There is absolutely nothing wrong with FlipClips. They are reliable, cheap, lightweight and easily replaced.

I know Jolly is excited about his new PP and the attachment method, but he seems to be going out of his way to dissuade people from trying them by bumping old threads discussing anything related to them.

Nathan and Bill both put out fine products, they both offer different price points and different products. It's good to have a choice.

As for stronger FlipClips, Mark from Seljan (designer of the SimpleShot Torque) makes something similar for his. Maybe we will see something like this from SS in the future.

http://slingshotforum.com/index.php?/topic/46543-SLANT----The-Unboxing!
SLANT -- The Unboxing!


----------



## mattwalt (Jan 5, 2017)

The slant's clip system is the best ever!!! So simple - just OTT and allows for SO many different attachment systems. So good even the Chinese are copying it!

Great work MS.


----------



## Tremoside (Jul 17, 2013)

Thank you very much for the credit :wave:

The Flip Clip is a great product and improvement in general. When it was introduced it really grabbed attention and till this day it is an inexpensive and functional attachment method. There is always a room for improvement, for sure, but just for comparison I spent about a year to complete the Slant and Slant Clips.

A tiny clip is pretty complex. The demand is high, but there is no size and cross section to deal with. Also have to mention compatibility. It is a hot topic and will remain a hot topic in slingshot world.

When Ocularis was shown by Nathan Masters & Lee Silva I was blown away. How simple yet effective. I was making the production design of the Plug last time. It was still a year of development and dosens of iterations were made.

There are so many challenges  I just love slingshots


----------



## Jolly Roger (Aug 14, 2017)

A no tie band attachment in addition to being easier to use than tying on bands needs to be more reliable than band ties. For those of us new to slingshot shooting and getting into the game at a later stage of life, we'd or I'd prefer to take advantage of the advanced technology and skip the learning curve in learning to tie bands to a fork. Yes, I can do it. Do I trust my ties? No. Not always. Do I trust Flip Clips? No not anymore. But I have no reason to doubt the Pro Clips.


----------



## mattwalt (Jan 5, 2017)

http://slingshotforum.com/topic/92234-easy-flipclip-modification/

This flip clip mod - is pretty simple. And should sort the issues you have been having JR.

Or - Give me a while I can try raise the funds to buy the Scout off you ;-)


----------



## mattwalt (Jan 5, 2017)

Tremo - Saw on your site ages ago you had worked on a flip-clip for the Torque - would have loved that to have gone further.

I think people don't give product design enough thought. Its always a struggle against expected retail cost and available resources. I'm sure Tremo would have loved to have made them form 3D printed titanium if given the chance. For the cost and its application the final element is a pretty elegant solution. BH's also is pretty clever, but its similar solution to the same problem - but approached totally differently.
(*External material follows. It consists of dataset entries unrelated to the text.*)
PR #2695, opened 2023-08-16
Update configure-deployment-resources.md

RNHTTR:
Warn users about requesting resources for a task that are equal to the deployment's quota

### DIFF
--- a/astro/configure-deployment-resources.md
+++ b/astro/configure-deployment-resources.md
@@ -157,6 +157,7 @@ Set safeguards by configuring default Pod limits and requests from the Cloud UI.
 Your CPU and memory quotas determine how many tasks can run at once on your Deployment. For example, if your Deployment has a CPU quota of 3vCPU and a memory quota of 6GiB, and a task requests this amount, then your Deployment can run only that task until it completes.
 
 The CPU and memory quotas also determine the **Max Pod Size**, which is the maximum amount of resources that a task can request.
+
 :::caution
 
 The largest possible CPU and memory quotas can exceed the largest possible **Max Pod Size**. Because tasks can only run in a single Pod, your tasks can't request resources that exceed the **Max Pod Size**.
--- a/astro/configure-deployment-resources.md
+++ b/astro/configure-deployment-resources.md
@@ -161,7 +161,7 @@ The CPU and memory quotas also determine the **Max Pod Size**, which is the maxi
 
 :::caution
 
-The largest possible CPU and memory quotas can exceed the largest possible **Max Pod Size**. Because tasks can only run in a single Pod, your tasks can't request resources that exceed the **Max Pod Size**.
+The largest possible CPU and memory quotas can exceed the largest possible **Max Pod Size**. Because tasks run in a single Pod, your tasks can't request resources that exceed the **Max Pod Size**, even if your quota is larger.
 
 For example, if your Deployment has a CPU quota of 150vCPU and a memory quota of 300GiB, your **Max Pod Size** might only be 12 vCPU and 24GiB RAM. If you try to run a task that requests 20vCPU, the task won't run even though it's within your quotas.
 
--- a/astro/configure-deployment-resources.md
+++ b/astro/configure-deployment-resources.md
@@ -159,7 +159,7 @@ If the max pod size is equal to the deployment's quota, and a task requests the 
 
 :::
 
-The maximum quotas for CPU and memory are currently 400 vCPU and 800 GiB RAM, respectively. The CPU and memory quotas determine the **Max Pod Size**, which is the maximum amount of resources that a task can request for its pod. The maximum max pod size is currently allows for 27 vCPU and 54 GiB RAM for Standard Clusters and 12 vCPU and 24 GiB RAM for Dedicated Clusters.
+The CPU and memory quotas determine the **Max Pod Size**, which is the maximum amount of resources that a task can request for its pod.
 
 :::info Alternative Astro Hybrid setup
 
--- a/astro/configure-deployment-resources.md
+++ b/astro/configure-deployment-resources.md
@@ -153,13 +153,17 @@ Set safeguards by configuring default Pod limits and requests from the Cloud UI.
     - **Default Pod Size (CPU)**: The amount of CPUs that your tasks run with if no CPU usage is specified in their Pod configuration.
     - **Default Pod Size (Memory)**: The amount of memory that your tasks run with if no memory usage is specified in their Pod configuration.
 
-:::warning
 
-If the max pod size is equal to the deployment's quota, and a task requests the max pod size, only one task will run at a time, because that task is consuming the deployment's entire quota.
+Your CPU and memory quotas determine how many tasks can run at once on your Deployment. For example, if your Deployment has a CPU quota of 3vCPU and a memory quota of 6GiB, and a task requests this amount, then your Deployment can run only that task until it completes.
+
+The CPU and memory quotas also determine the **Max Pod Size**, which is the maximum amount of resources that a task can request.
+:::caution
+
+The largest possible CPU and memory quotas can exceed the largest possible **Max Pod Size**. Because tasks can only run in a single Pod, your tasks can't request resources that exceed the **Max Pod Size**.
+
+For example, if your Deployment has a CPU quota of 150vCPU and a memory quota of 300GiB, your **Max Pod Size** might only be 12 vCPU and 24GiB RAM. If you try to run a task that requests 20vCPU, the task won't run even though it's within your quotas.
 
 :::
-
-The CPU and memory quotas determine the **Max Pod Size**, which is the maximum amount of resources that a task can request for its pod.
 
 :::info Alternative Astro Hybrid setup
 
--- a/astro/configure-deployment-resources.md
+++ b/astro/configure-deployment-resources.md
@@ -161,7 +161,7 @@ The CPU and memory quotas also determine the **Max Pod Size**, which is the maxi
 
 :::caution
 
-The largest possible CPU and memory quotas can exceed the largest possible **Max Pod Size**. Because tasks run in a single Pod, your tasks can't request resources that exceed the **Max Pod Size**, even if your quota is larger.
+For Deployments running on dedicated clusters, the largest possible CPU and memory quotas can exceed the largest possible **Max Pod Size**. Because tasks run in a single Pod, your tasks can't request resources that exceed the **Max Pod Size**, even if your quota is larger.
 
 For example, if your Deployment has a CPU quota of 150vCPU and a memory quota of 300GiB, your **Max Pod Size** might only be 12 vCPU and 24GiB RAM. If you try to run a task that requests 20vCPU, the task won't run even though it's within your quotas.
 
--- a/astro/configure-deployment-resources.md
+++ b/astro/configure-deployment-resources.md
@@ -148,10 +148,11 @@ Set safeguards by configuring default Pod limits and requests from the Cloud UI.
 2. Click **Resource quotas**.
 3. Configure the following values:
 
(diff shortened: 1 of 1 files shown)


astro/configure-deployment-resources.md
```diff
@@ -148,12 +148,18 @@ Set safeguards by configuring default Pod limits and requests from the Cloud UI.
...
+    - **Default Pod Size (Memory)**: The amount of memory that your tasks run with if no memory usage is specified in their Pod configuration.
 
-Your CPU quota and memory quota determine your **Max Pod Size**, which is the maximum amount of resources that a task can request for its Pod. If the CPU and memory quotas you specify exceed the limits of Astro's infrastructure, your **Max Pod Size** is determined by the size of the Astro-hosted infrastructure running your tasks.
+:::warning
+
+If the max pod size is equal to the deployment's quota, and a task requests the max pod size, only one task will run at a time, because that task is consuming the deployment's entire quota.
+
+:::
+
+The maximum quotas for CPU and memory are currently 400 vCPU and 800 GiB RAM, respectively. The CPU and memory quotas determine the **Max Pod Size**, which is the maximum amount of resources that a task can request for its pod. The maximum max pod size is currently allows for 27 vCPU and 54 GiB RAM for Standard Clusters and 12 vCPU and 24 GiB RAM for Dedicated Clusters.
```
jwitz, line 163:
```suggestion
:::caution

The largest possible **Max Pod Size** has fewer resources than the largest possible CPU and memory quotas. If your CPU and memory quotas exceed your **Max Pod Size**, the **Max Pod Size** becomes the maximum amount of resources you can request in a single task. 

For example, if you have a CPU quota of 150 and a memory quota of 200, your **Max Pod Size** will be 12 vCPU and 24GiB RAM. If you try to run a task that requests 20vCPU, the task won't run even though it's within your quotas.

:::

```

jwitz (changes requested):
@RNHTTR I think I'm having trouble understanding the current warning. I tried adding a different warning based on what my understanding of the issue is, can you confirm if that's correct? 

In its current state, I don't know why we'd need to communicate the warning about one task running at a time. That seems like expected behavior if you have a proper understanding of CPU and memory quotas.

astro/configure-deployment-resources.md
```diff
@@ -148,12 +148,18 @@ Set safeguards by configuring default Pod limits and requests from the Cloud UI.
...
+    - **Quota (Memory)**: The maximum amount of memory for all currently running Pods on your Deployment.
+    - **Default Pod Size (CPU)**: The amount of CPUs that your tasks run with if no CPU usage is specified in their Pod configuration.
+    - **Default Pod Size (Memory)**: The amount of memory that your tasks run with if no memory usage is specified in their Pod configuration.
 
-Your CPU quota and memory quota determine your **Max Pod Size**, which is the maximum amount of resources that a task can request for its Pod. If the CPU and memory quotas you specify exceed the limits of Astro's infrastructure, your **Max Pod Size** is determined by the size of the Astro-hosted infrastructure running your tasks.
+:::warning
+
+If the max pod size is equal to the deployment's quota, and a task requests the max pod size, only one task will run at a time, because that task is consuming the deployment's entire quota.
+
+:::
```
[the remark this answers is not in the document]
RNHTTR: > we can inclide it out of a note.

Do you mean like an info block? I think that'd be fine. I just think it ought to be highlighted.

astro/configure-deployment-resources.md
RNHTTR: cpu to memory is always 1:2, so this example would have to be "150 vCPU and a memory quota of 300GiB". My concern here is the difference in max pod size between Standard/Dedicated (and your point about "what if these maximums change?")

astro/configure-deployment-resources.md
```diff
@@ -148,12 +148,18 @@ Set safeguards by configuring default Pod limits and requests from the Cloud UI.
...
 3. Configure the following values:
 
-    - **CPU quota**: The maximum amount of CPU for all currently running Pods on your Deployment. 
-    - **Memory Quota**: The maximum amount of memory for all currently running Pods on your Deployment.
-    - **Default Pod Size** > **CPU**: The amount of CPUs that your tasks run with if no CPU usage is specified in their Pod configuration.
-    - **Default Pod Size** > **Memory**: The amount of memory that your tasks run with if no memory usage is specified in their Pod configuration.
+    - **Quota (CPU)**: The maximum amount of CPU for all currently running Pods on your Deployment. 
+    - **Quota (Memory)**: The maximum amount of memory for all currently running Pods on your Deployment.
+    - **Default Pod Size (CPU)**: The amount of CPUs that your tasks run with if no CPU usage is specified in their Pod configuration.
+    - **Default Pod Size (Memory)**: The amount of memory that your tasks run with if no memory usage is specified in their Pod configuration.
```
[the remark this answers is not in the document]
jwitz: The field says "CPU Quota" instead of "Quota (CPU)". Bold styling in our docs mean "You could ctrl+f

Would an ellipses work better? Updated my suggestion, let me know what you think

astro/configure-deployment-resources.md
jwitz: Updated my suggestion to afford the possibility that the values could change in the future. I think it's okay to use these values as examples even though the exact ratios might change over time. The main point is "Quotas can be greater than max pod size"

astro/configure-deployment-resources.md
```diff
@@ -148,12 +148,18 @@ Set safeguards by configuring default Pod limits and requests from the Cloud UI.
...
 
-Your CPU quota and memory quota determine your **Max Pod Size**, which is the maximum amount of resources that a task can request for its Pod. If the CPU and memory quotas you specify exceed the limits of Astro's infrastructure, your **Max Pod Size** is determined by the size of the Astro-hosted infrastructure running your tasks.
+:::warning
+
+If the max pod size is equal to the deployment's quota, and a task requests the max pod size, only one task will run at a time, because that task is consuming the deployment's entire quota.
+
+:::
+
+The CPU and memory quotas determine the **Max Pod Size**, which is the maximum amount of resources that a task can request for its pod.
```
jwitz, line 162:
```suggestion
Your CPU and memory quotas determine how many tasks you can run at once on your Deployment. For example, if a task requests the full amount of your CPU and memory quotas, then your Deployment can run only that task until it completes.

The CPU and memory quotas also determine the **Max Pod Size**, which is the maximum amount of resources that a task can request for its pod.
```

astro/configure-deployment-resources.md
```diff
@@ -148,12 +148,22 @@ Set safeguards by configuring default Pod limits and requests from the Cloud UI.
...
+    - **Quota (Memory)**: The maximum amount of memory for all currently running Pods on your Deployment.
+    - **Default Pod Size (CPU)**: The amount of CPUs that your tasks run with if no CPU usage is specified in their Pod configuration.
+    - **Default Pod Size (Memory)**: The amount of memory that your tasks run with if no memory usage is specified in their Pod configuration.
 
-Your CPU quota and memory quota determine your **Max Pod Size**, which is the maximum amount of resources that a task can request for its Pod. If the CPU and memory quotas you specify exceed the limits of Astro's infrastructure, your **Max Pod Size** is determined by the size of the Astro-hosted infrastructure running your tasks.
+
+Your CPU and memory quotas determine how many tasks can run at once on your Deployment. For example, if your Deployment has a CPU quota of 3vCPU and a memory quota of 6GiB, and a task requests this amount, then your Deployment can run only that task until it completes.
+
+The CPU and memory quotas also determine the **Max Pod Size**, which is the maximum amount of resources that a task can request.
```
jwitz, line 159:
```suggestion
The CPU and memory quotas also determine the **Max Pod Size**, which is the maximum amount of resources that a task can request.

```

jwitz (commented):
I tried addressing the issue your customer faced in the description after the bulleted list @RNHTTR, as well as including a caution about exceeding max pod size when your quotas are larger. LMK what you think

lzdanski (commented):
That value configuration step is really tricky. I don't see a very clear "right" answer, but we might have some other tradeoff options.

astro/configure-deployment-resources.md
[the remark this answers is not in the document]
RNHTTR: Nested bullets would be fine. I think a colon would be better than an ellipses or `>` character

astro/configure-deployment-resources.md
```diff
@@ -148,12 +148,24 @@ Set safeguards by configuring default Pod limits and requests from the Cloud UI.
...
+
+:::caution
+
+The largest possible CPU and memory quotas can exceed the largest possible **Max Pod Size**. Because tasks can only run in a single Pod, your tasks can't request resources that exceed the **Max Pod Size**.
```
jwitz, line 164:
```suggestion
The largest possible CPU and memory quotas can exceed the largest possible **Max Pod Size**. Because tasks run in a single Pod, your tasks can't request resources that exceed the **Max Pod Size**, even if your quota is larger.
```

jwitz:
@RNHTTR good to merge?

RNHTTR:
> @RNHTTR good to merge?

> For example, if your Deployment has a CPU quota of 150vCPU and a memory quota of 300GiB, your **Max Pod Size** might only be 12 vCPU and 24GiB RAM. If you try to run a task that requests 20vCPU, the task won't run even though it's within your quotas.

This is true only in Dedicated, because the max pod size is larger (I think 27vCPU and 54 Mem).

> The largest possible CPU and memory quotas can exceed the largest possible **Max Pod Size**

I don't think this needs to be a warning. The warning I want to convey is "if your max pod size is equal to your quota, and you request a task with resources equal to max pod size/quota, then that is the only task that will run until it completes".

It's not a bug, but it is a non-obvious footgun.

astro/configure-deployment-resources.md
```diff
@@ -148,12 +148,24 @@ Set safeguards by configuring default Pod limits and requests from the Cloud UI.
...
 
-Your CPU quota and memory quota determine your **Max Pod Size**, which is the maximum amount of resources that a task can request for its Pod. If the CPU and memory quotas you specify exceed the limits of Astro's infrastructure, your **Max Pod Size** is determined by the size of the Astro-hosted infrastructure running your tasks.
+
+Your CPU and memory quotas determine how many tasks can run at once on your Deployment. For example, if your Deployment has a CPU quota of 3vCPU and a memory quota of 6GiB, and a task requests this amount, then your Deployment can run only that task until it completes.
+
+The CPU and memory quotas also determine the **Max Pod Size**, which is the maximum amount of resources that a task can request.
+
+:::caution
+
+The largest possible CPU and memory quotas can exceed the largest possible **Max Pod Size**. Because tasks run in a single Pod, your tasks can't request resources that exceed the **Max Pod Size**, even if your quota is larger.
```
jwitz, line 164:
```suggestion
For Deployments running on dedicated clusters, the largest possible CPU and memory quotas can exceed the largest possible **Max Pod Size**. Because tasks run in a single Pod, your tasks can't request resources that exceed the **Max Pod Size**, even if your quota is larger.
```

jwitz:
@RNHTTR Got it, think I covered the 1 task warning with:

> Your CPU and memory quotas determine how many tasks can run at once on your Deployment. For example, if your Deployment has a CPU quota of 3vCPU and a memory quota of 6GiB, and a task requests this amount, then your Deployment can run only that task until it completes.

Also added a caveat that the warning is only for dedicated clusters.

lzdanski (approved):
@jwitz - edits look good in preview but @RNHTTR might need to give final approval on your content changes. Looks like y'all had a discussion but I couldn't tell if you had come to a consensus about the wording.

jwitz (approved):
Going to approve and merge because it looks like all remaining comments have been addressed! Thanks for bearing with us @RNHTTR

RNHTTR:
sorry for the slow communication. looks good!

the Slant is an awesome frame (one of my 2 most coveted). When I have the cash I'm getting on the waiting list.


----------



## VAshooter (Feb 10, 2015)

I'm glad to see so many people defending Nathan and the flip clips. I agree that they are cheap and if properly installed will work great. I'm an engineer with an adjustable torque screwdriver so I have no problem setting the screws to the proper tension. I would still like to see them in metal so that they would be harder to break.


----------



## VAshooter (Feb 10, 2015)

Tremoside,

I have one of your Slant slingshots. You put more thought and effort into the packaging than most manufacturers put in their products. I agree that the clips and the slingshot work great.


----------



## brucered (Dec 30, 2015)

One of these days, I'll own a Slant!


----------



## mattwalt (Jan 5, 2017)

Me too - a OTT Comp...


----------



## Jolly Roger (Aug 14, 2017)

bruceredP You say that like I am the only one who experienced a broken flip clip.


----------



## Tremoside (Jul 17, 2013)

Jolly Roger said:


> bruceredP You say that like I am the only one who experienced a broken flip clip.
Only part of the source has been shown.